Dataset excerpts -
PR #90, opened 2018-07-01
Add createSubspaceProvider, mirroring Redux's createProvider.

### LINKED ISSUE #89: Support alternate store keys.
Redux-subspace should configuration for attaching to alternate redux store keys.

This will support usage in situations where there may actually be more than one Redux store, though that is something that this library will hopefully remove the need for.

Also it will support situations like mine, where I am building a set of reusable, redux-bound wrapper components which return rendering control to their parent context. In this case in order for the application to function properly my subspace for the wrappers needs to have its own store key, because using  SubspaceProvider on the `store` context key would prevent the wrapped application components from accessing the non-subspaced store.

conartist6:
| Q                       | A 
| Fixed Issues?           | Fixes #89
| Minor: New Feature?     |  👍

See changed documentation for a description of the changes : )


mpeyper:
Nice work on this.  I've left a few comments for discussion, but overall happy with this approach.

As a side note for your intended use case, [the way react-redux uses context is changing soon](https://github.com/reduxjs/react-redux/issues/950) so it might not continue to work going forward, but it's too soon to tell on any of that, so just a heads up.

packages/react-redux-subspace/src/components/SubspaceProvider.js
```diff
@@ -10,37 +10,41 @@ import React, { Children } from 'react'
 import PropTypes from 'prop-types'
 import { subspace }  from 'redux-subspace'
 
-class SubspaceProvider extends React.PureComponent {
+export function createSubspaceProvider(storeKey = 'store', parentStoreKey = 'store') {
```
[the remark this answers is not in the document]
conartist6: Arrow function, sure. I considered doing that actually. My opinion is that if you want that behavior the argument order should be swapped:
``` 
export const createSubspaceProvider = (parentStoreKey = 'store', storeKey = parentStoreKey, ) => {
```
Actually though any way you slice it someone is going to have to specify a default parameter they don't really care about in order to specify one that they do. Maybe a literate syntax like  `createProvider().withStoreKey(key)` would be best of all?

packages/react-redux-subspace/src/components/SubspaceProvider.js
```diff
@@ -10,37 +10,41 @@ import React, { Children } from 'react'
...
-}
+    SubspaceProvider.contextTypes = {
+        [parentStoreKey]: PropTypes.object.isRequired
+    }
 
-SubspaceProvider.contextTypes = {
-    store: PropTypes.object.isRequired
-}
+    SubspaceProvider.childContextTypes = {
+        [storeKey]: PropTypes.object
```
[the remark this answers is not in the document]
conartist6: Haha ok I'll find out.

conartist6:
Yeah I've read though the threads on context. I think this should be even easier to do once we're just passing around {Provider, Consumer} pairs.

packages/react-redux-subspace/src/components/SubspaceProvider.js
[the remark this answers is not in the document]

Exercise brief - Quote the listing above from its first line to the line with "Redux-subspace should configuration", inclusive, and add nothing.

Answer box -
PR #90, opened 2018-07-01
Add createSubspaceProvider, mirroring Redux's createProvider.

### LINKED ISSUE #89: Support alternate store keys.
Redux-subspace should configuration for attaching to alternate redux store keys.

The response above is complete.